A three-step cycle of addiction can explain how trying to "self-medicate" can make PTSD signs and substance use problems worse. In the first step, heavy substance use and being high makes the brain's reward systems very active. When a person stops using (the second step), they lose that reward feeling, and their stress systems become active, leading to a negative mood. Many signs of PTSD and substance withdrawal are the same, which can make this bad mood even worse. Then, in the third step, people start to think about and look forward to using substances a lot. Trouble with the front part of the brain makes people more impulsive and have strong cravings. This raises the chance of them using heavily again and getting high. Even with many similar signs between PTSD and substance use problems, and ideas about how they are linked, more research is still needed to fully understand how these problems happen together. Looking at how PTSD and substance use problems change the brain can also help us understand their connection.

3. Common Neurobiologic Etiology

Besides having similar signs, PTSD and substance use problems that happen together also share common brain-related causes. These include similar brain parts and pathways that are changed, and a stress response system that works differently. This research helps us find possible ways to prevent and treat both PTSD and substance use problems in teenagers. When it comes to brain parts and pathways changed by trauma and substance use, much of what we know comes from studying people with PTSD and alcohol use problems. Brain scans show changes linked to both PTSD and alcohol use, like an overactive amygdala and an underactive prefrontal cortex (PFC). The amygdala helps with important processes in both PTSD and substance use problems, like being overly jumpy and learning to be afraid. Changes in the amygdala can then lead to avoiding things and seeking drugs. Using substances over and over creates strong memories linking places and feelings to substance use. These connections in the brain get stronger with continued use. It is thought that these amygdala changes make fear come back and raise the risk of using drugs again when triggered by a reminder or stress.

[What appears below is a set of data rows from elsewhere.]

PR #267, opened 2016-01-31
Update project layout

niosHD:
This PR implements the change which has been discussed in #264.

It basically moves the source files into a cppformat subdirectory and performs a major update on the cmake scripts. This was necessary in order to properly test if the includes and defines are properly propagated with the library targets. I think that I could considerably simplify the build system which should also benefit the future development.

Please have a look at my changes and tell me what you think. :)


vitaut:
Thanks for your work on improving the build system! I'll look into this in more details, but for now just a quick comment that Appveyor build is failing: https://ci.appveyor.com/project/vitaut/cppformat/build/1.0.1521

niosHD:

Brain imaging studies truly support that amygdala changes are key in both PTSD and substance use problems. An overactive amygdala is one of the most consistent brain changes seen in PTSD. A smaller amygdala has been linked to having gone through many stressful events, and also to less craving for alcohol and less drinking. Studies in animals also show how important the amygdala is in keeping up substance use behaviors. Recently, some research showed that making a certain chemical active in the amygdala can reduce drug cravings and lower the risk of using again, suggesting these changes can be fixed. Together, these studies point to the amygdala as a possible target for future studies on PTSD and substance use problems in young people.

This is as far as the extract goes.